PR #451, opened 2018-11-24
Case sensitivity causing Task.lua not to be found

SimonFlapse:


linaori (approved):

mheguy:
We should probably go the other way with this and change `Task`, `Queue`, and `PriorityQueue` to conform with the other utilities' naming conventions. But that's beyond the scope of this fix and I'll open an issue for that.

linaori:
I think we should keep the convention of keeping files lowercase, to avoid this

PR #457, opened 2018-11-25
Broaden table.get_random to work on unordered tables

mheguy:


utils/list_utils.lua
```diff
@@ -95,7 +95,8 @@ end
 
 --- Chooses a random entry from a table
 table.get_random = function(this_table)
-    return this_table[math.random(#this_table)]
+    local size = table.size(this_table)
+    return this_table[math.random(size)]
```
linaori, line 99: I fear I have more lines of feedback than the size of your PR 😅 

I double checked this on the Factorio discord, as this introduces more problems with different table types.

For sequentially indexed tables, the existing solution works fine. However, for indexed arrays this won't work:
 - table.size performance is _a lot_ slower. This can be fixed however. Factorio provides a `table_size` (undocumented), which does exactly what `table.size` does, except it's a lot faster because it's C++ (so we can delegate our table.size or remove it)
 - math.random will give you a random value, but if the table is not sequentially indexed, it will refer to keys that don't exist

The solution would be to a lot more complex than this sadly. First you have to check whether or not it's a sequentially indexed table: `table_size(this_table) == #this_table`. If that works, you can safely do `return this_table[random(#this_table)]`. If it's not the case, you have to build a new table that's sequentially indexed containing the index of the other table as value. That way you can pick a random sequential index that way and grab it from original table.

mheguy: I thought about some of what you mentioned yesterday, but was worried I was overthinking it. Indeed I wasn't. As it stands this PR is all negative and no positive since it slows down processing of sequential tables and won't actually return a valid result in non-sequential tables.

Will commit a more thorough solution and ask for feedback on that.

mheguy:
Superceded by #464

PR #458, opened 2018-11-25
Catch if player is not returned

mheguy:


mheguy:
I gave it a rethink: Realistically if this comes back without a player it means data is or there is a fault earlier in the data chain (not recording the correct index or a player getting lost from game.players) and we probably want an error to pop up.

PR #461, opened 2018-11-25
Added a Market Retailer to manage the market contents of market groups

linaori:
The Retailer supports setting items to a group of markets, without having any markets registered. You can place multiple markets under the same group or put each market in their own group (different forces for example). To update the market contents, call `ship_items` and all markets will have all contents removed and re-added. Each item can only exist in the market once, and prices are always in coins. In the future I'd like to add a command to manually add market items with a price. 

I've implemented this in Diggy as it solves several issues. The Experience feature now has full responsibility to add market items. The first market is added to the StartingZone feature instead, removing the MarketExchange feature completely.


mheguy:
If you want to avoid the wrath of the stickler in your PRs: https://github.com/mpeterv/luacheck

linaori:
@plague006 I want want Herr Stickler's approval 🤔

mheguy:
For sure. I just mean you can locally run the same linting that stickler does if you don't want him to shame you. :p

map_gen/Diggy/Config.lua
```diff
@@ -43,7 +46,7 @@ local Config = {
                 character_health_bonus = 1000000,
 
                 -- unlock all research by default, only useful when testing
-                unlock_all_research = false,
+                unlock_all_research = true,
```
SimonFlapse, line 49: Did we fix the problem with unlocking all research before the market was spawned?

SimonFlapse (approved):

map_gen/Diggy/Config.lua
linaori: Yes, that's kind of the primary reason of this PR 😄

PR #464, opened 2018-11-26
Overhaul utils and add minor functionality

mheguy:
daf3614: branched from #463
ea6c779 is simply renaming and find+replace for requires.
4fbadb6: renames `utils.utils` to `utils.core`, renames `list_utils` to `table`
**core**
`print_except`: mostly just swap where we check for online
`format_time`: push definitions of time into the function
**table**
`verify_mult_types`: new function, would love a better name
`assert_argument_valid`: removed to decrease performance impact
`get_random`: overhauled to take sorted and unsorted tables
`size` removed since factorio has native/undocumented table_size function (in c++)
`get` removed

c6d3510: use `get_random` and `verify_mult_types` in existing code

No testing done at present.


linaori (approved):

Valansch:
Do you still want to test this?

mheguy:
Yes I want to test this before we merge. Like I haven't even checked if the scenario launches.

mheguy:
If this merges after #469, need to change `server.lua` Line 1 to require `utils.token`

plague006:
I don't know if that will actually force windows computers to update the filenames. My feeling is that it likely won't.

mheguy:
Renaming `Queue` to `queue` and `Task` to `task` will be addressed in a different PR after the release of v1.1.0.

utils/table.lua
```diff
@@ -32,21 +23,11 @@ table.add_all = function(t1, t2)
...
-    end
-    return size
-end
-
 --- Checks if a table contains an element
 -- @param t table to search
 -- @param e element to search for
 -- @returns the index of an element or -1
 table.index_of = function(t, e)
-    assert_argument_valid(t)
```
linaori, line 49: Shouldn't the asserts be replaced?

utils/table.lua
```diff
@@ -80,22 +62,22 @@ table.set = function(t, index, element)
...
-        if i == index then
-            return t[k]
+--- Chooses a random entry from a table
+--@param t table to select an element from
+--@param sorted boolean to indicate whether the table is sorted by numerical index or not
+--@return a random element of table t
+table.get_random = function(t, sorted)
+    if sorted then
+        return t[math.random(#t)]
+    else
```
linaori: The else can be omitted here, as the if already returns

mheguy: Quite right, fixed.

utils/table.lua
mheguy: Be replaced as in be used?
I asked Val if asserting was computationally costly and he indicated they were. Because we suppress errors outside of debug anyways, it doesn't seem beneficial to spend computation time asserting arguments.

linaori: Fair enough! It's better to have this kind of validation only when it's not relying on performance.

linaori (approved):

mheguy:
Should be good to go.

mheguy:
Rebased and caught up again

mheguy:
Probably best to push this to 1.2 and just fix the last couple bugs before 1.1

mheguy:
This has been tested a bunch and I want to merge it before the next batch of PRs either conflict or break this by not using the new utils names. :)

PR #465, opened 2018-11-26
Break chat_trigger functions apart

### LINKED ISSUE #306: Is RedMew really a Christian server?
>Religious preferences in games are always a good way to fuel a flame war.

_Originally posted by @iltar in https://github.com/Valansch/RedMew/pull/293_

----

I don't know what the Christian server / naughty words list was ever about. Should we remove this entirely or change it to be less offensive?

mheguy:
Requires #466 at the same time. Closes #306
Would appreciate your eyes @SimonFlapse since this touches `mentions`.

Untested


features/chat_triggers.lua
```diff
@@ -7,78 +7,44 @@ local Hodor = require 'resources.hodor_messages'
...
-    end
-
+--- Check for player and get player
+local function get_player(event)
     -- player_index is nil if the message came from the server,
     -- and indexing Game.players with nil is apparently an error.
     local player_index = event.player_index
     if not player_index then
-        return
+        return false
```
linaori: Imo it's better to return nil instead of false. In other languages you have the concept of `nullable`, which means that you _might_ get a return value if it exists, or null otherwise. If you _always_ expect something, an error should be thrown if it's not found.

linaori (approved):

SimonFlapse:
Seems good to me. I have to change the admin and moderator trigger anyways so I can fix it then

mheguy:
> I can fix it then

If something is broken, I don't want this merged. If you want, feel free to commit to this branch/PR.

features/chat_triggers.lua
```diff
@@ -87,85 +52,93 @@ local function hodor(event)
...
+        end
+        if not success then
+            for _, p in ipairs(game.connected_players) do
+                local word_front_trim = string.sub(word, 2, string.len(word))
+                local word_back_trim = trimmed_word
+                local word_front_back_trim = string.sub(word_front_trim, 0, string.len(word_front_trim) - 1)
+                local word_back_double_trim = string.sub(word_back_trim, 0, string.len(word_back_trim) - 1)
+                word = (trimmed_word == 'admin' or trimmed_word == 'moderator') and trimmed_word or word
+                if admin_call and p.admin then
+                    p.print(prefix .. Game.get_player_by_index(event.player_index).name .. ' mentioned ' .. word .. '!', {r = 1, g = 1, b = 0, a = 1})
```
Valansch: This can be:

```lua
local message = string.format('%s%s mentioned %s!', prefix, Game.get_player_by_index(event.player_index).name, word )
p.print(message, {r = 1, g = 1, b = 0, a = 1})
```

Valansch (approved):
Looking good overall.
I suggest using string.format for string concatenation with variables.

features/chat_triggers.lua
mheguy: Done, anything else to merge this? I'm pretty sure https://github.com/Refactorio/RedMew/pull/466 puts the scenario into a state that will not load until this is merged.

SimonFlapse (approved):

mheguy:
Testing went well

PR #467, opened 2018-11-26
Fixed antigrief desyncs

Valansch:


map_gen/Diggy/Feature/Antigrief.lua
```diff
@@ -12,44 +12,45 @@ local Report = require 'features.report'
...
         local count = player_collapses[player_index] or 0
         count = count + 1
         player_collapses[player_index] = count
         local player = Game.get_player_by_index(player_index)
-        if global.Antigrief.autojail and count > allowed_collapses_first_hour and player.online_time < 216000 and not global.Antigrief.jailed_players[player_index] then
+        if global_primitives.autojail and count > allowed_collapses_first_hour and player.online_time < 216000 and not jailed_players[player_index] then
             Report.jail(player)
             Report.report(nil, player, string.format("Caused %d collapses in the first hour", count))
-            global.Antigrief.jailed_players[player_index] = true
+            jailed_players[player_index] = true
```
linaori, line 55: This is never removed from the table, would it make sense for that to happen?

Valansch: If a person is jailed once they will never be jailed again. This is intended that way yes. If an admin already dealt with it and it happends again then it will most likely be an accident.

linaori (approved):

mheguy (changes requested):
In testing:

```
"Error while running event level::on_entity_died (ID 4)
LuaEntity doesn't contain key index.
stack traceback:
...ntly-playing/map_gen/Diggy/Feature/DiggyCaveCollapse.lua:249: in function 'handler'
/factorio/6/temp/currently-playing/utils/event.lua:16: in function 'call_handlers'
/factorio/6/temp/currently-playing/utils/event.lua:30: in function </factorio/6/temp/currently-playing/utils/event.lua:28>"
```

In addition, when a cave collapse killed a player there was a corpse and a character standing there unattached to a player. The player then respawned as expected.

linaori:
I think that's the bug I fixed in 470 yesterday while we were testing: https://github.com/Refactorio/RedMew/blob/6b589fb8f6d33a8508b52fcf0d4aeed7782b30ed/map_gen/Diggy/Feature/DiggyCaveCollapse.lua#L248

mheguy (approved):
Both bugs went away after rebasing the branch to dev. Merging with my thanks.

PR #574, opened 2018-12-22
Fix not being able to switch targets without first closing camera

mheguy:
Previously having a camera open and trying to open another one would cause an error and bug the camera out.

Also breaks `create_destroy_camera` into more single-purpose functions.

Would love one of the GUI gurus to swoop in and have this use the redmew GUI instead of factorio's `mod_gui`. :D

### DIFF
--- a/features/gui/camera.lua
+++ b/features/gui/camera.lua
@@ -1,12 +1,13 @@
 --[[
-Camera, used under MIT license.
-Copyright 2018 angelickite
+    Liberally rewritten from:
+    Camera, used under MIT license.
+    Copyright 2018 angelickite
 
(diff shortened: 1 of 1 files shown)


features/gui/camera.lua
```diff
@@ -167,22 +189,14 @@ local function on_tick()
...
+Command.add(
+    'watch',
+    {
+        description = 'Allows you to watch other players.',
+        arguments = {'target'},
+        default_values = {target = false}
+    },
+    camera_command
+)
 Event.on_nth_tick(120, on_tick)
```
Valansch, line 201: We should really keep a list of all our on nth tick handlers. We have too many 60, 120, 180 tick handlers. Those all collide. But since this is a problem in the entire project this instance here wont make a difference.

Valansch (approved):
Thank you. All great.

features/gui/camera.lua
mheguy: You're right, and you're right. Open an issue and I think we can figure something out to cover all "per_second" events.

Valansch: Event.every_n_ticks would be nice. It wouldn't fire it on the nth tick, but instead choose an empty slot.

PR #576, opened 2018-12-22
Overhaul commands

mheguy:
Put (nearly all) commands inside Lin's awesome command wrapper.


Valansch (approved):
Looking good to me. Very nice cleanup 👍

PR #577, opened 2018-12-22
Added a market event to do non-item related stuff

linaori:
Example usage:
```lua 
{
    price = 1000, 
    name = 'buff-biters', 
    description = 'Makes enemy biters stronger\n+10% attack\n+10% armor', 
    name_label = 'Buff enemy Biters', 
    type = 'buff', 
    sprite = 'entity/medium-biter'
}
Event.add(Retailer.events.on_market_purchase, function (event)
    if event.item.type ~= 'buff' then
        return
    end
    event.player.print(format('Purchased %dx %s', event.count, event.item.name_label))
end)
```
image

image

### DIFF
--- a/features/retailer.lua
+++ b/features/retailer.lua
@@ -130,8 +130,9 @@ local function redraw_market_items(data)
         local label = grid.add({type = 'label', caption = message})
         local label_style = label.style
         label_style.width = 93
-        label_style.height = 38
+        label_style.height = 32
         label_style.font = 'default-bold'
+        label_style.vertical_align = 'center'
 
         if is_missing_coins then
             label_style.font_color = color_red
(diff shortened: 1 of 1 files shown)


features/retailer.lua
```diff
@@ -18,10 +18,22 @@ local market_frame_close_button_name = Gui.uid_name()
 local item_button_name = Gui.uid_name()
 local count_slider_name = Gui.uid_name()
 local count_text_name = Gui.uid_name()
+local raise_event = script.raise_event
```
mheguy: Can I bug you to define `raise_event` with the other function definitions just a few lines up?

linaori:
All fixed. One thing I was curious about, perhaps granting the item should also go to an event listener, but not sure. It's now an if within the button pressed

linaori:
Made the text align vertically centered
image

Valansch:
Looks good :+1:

* **WHAT TO DO**
Go through the material above, and wherever a line holds the word "Chooses", copy it.

* **ANSWER AREA**
 --- Chooses a random entry from a table
+--- Chooses a random entry from a table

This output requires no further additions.